Here are the records. Write out exactly the lines between the one holding "It adds two" and the one holding "If you create", inclusive.

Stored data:

Start of Block

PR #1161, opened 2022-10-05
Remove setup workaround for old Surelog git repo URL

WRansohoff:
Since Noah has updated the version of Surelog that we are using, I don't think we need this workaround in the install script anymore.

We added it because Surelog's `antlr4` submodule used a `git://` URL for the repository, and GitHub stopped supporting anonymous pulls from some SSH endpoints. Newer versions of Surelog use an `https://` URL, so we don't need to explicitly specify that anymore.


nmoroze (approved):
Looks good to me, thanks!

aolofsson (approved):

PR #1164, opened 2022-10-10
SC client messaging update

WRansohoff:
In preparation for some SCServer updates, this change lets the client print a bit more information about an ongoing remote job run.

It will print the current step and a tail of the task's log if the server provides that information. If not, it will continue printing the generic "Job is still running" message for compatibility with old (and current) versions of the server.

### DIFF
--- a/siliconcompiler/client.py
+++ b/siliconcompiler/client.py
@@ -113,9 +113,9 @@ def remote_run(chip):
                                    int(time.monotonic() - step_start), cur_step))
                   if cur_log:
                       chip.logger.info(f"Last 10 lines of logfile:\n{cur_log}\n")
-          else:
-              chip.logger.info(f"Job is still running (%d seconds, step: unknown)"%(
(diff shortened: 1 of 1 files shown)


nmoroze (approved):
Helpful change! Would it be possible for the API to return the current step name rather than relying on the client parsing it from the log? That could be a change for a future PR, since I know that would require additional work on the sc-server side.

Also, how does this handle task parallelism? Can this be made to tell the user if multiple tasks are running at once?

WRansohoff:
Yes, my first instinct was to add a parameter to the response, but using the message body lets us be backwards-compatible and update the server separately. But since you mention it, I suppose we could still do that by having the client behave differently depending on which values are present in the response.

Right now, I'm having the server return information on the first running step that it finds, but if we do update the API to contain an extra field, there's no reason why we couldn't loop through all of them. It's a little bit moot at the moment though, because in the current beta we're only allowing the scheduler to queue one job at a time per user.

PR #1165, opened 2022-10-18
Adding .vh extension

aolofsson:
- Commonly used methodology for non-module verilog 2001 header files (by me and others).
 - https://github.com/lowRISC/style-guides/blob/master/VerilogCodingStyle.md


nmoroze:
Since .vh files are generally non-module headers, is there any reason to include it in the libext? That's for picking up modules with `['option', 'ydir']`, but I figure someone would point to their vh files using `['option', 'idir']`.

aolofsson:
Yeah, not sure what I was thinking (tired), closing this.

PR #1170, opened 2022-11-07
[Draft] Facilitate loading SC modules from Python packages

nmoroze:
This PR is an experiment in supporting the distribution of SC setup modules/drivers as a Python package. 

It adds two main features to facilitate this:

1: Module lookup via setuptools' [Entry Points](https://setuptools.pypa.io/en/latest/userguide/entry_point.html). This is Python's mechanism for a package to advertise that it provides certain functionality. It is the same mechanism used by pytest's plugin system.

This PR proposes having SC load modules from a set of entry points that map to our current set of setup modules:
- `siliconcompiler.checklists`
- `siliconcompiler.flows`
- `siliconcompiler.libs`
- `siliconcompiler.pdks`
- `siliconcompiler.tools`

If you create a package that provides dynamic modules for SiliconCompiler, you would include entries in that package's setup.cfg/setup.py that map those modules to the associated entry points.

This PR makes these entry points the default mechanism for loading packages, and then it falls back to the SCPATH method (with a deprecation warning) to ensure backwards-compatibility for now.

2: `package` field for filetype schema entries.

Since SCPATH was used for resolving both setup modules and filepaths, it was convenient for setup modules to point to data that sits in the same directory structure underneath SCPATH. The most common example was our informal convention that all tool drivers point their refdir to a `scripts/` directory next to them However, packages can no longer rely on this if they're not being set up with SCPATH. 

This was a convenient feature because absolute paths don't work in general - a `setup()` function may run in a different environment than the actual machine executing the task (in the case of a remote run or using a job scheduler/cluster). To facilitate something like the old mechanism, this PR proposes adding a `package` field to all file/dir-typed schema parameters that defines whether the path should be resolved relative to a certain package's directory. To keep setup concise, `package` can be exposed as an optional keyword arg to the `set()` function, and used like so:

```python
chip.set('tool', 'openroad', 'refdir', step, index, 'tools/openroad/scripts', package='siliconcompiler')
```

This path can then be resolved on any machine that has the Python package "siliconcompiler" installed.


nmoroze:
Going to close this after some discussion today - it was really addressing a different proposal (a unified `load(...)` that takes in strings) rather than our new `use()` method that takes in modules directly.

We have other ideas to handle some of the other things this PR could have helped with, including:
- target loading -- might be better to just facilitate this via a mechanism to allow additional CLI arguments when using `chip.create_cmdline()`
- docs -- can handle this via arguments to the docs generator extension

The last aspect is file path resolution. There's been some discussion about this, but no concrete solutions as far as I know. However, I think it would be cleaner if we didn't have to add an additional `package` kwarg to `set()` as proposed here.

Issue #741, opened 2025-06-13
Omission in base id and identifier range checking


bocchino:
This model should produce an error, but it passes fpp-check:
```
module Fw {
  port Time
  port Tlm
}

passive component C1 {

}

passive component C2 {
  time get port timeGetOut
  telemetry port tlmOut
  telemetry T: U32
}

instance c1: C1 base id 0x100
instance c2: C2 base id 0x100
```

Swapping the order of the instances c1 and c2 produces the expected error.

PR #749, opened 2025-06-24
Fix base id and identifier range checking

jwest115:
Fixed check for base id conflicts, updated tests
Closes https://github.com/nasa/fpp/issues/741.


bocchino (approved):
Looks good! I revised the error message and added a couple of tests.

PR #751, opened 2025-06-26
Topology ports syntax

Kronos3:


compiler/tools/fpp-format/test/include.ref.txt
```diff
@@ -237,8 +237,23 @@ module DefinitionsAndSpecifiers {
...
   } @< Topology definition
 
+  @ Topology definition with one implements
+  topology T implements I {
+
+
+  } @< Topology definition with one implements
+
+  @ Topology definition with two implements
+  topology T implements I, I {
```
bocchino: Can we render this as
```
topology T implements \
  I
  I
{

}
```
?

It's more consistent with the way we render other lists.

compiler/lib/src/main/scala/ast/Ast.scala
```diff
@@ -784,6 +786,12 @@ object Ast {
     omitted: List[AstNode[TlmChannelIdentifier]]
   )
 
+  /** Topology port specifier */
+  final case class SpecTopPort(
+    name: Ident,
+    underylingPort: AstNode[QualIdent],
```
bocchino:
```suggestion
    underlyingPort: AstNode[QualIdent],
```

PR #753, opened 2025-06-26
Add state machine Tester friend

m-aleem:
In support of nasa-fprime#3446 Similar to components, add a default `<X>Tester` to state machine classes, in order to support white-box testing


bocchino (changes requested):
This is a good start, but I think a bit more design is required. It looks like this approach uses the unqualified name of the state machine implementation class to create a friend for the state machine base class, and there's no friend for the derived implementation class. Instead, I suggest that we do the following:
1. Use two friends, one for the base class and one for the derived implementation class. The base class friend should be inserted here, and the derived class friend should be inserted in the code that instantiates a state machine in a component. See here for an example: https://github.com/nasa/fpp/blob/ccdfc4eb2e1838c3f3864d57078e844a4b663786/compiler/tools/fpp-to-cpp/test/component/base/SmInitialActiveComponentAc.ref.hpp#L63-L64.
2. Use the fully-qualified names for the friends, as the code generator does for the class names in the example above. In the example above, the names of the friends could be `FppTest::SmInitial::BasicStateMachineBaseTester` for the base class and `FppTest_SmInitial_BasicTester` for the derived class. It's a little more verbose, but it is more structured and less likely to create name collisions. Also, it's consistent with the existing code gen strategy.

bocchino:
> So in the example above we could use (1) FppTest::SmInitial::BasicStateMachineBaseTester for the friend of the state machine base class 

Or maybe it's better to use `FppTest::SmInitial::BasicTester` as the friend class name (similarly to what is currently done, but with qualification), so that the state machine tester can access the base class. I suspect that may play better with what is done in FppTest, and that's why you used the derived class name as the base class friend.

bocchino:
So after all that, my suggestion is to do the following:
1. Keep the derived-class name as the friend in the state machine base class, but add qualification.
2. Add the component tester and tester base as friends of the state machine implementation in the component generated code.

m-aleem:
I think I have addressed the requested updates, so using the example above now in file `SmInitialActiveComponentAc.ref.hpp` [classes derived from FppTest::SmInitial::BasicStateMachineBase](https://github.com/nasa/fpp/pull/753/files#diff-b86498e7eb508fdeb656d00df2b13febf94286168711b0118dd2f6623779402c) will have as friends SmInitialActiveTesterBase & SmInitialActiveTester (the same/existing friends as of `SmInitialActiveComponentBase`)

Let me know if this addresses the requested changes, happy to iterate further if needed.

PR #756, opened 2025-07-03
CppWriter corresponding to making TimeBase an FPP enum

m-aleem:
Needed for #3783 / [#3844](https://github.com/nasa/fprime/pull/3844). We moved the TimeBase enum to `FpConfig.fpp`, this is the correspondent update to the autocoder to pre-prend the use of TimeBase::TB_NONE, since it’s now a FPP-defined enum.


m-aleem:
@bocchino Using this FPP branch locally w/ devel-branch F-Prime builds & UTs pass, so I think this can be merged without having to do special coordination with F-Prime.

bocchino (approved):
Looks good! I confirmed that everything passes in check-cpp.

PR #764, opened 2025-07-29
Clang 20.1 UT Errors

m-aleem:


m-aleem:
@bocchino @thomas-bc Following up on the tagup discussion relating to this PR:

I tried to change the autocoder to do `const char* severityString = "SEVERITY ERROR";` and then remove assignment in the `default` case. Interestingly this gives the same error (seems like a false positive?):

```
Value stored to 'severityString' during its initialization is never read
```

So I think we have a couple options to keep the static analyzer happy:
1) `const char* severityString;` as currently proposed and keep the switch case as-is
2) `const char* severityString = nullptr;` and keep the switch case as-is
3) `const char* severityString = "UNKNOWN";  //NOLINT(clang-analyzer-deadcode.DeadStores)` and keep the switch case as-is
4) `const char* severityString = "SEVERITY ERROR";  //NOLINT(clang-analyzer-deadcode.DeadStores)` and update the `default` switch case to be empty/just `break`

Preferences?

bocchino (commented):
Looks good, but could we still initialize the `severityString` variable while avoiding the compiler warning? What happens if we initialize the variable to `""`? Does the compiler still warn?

End of Block

### ANSWER BOX
It adds two main features to facilitate this:

1: Module lookup via setuptools' [Entry Points](https://setuptools.pypa.io/en/latest/userguide/entry_point.html). This is Python's mechanism for a package to advertise that it provides certain functionality. It is the same mechanism used by pytest's plugin system.

This PR proposes having SC load modules from a set of entry points that map to our current set of setup modules:
- `siliconcompiler.checklists`
- `siliconcompiler.flows`
- `siliconcompiler.libs`
- `siliconcompiler.pdks`
- `siliconcompiler.tools`

If you create a package that provides dynamic modules for SiliconCompiler, you would include entries in that package's setup.cfg/setup.py that map those modules to the associated entry points.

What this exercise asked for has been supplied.